CONSUMERS SAY “NO THANKS” TO PRICIER ITEMS

Retailers are discovering the point at which higher prices mean falling sales.
Macy’s added $100 to the price of some mattresses and sofas and sales dropped.
Clothier Bella Dahl raised t-shirt prices by $20; customers stopped buying and the company rolled back the increase.
“There was a revolt,” chief brand officer Steven Millman told The Wall Street Journal. “If we go any higher, we’ll do half the sales.”
Retail prices have risen over the past 18 months and companies were confident consumers would accept the increases, as we noted in “Inflation Ripples Through U.S. Economy” (11 May 2021).
Now, that seems to be changing.
The rate of increase in consumer spending eased in February and, adjusted for inflation, fell (see related story in this issue).

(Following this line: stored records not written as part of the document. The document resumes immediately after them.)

PR #110, opened 2023-01-20
add namespace to role binding

acookin:
The rolebinding resource in the chart was missing the namespace in it's metadata.


jamiezieziula (approved):
nice find - thanks!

Consumer sales have jumped 17.7 percent from February 2021 to the same month this year, the U.S. commerce department reported, but a significant portion of that increase is simply the fact that things cost more, not that shoppers are buying more stuff, the WSJ said.
The rise in consumer spending for gasoline and food is entirely due to inflation, according to research service GlobalData.
Apparel shops see customers turning away from glitzy brand names to lower-priced substitutes, the WSJ reported.
Unit sales—the volume of physical items consumers are taking home—declined in nine of the ten weeks from 26 December through 5 March, compared with the same period a year earlier, data service NPD Group said.
“We are seeing less demand as consumers pay higher prices,” Marshall Cohen, NPD’s chief retail adviser, said to the WSJ. “There’s a threshold that consumers don’t want to go over.”
However, that threshold seems to be in different places for different genders.
Prices for skirts are 31 percent higher than a year ago, while men’s pants cost only 8.6 percent more, according to market researcher DataWeave.
“Women tend to be more fashion-conscious and are willing to pay up for the newest styles,” DataWeave president Krishnan Thyagarajan told the WSJ.
Manufacturers are testing ways to keep prices low, ranging from using cheaper materials to skimping on finishing details, the WSJ reported.
However, not all markets are suffering. 
Luxury brands have seen little deterring effect of higher prices among their well-heeled shoppers, the WSJ noted, and new wardrobes at higher prices can still draw shoppers.
Macy’s hiked the price of a $2,000 sofa to $2,200 and saw no loss of sales, but consumers refused to buy a $499 sofa when the price jumped $100.
Price hikes make luxury items seem even more desirable to those who can afford them, Luc Walthieu, a marketing professor at Georgetown University, said in a WSJ interview.
TREND FORECAST: With prices continuing to rise faster than wages, the consumer-centered U.S. economy is nearing the time when people will no longer be able to afford the latest i-Phone or weight loss plan.
Thrift will become a necessary virtue once again… as will being forced to shop at the Dollar Store.
While the U.S. GDP will shrink, but—due to scarce supplies and geopolitical upset—commodity costs will continue to rise for some time, throwing the U.S. economy into Dragflation, one of our Top 2022 Trends.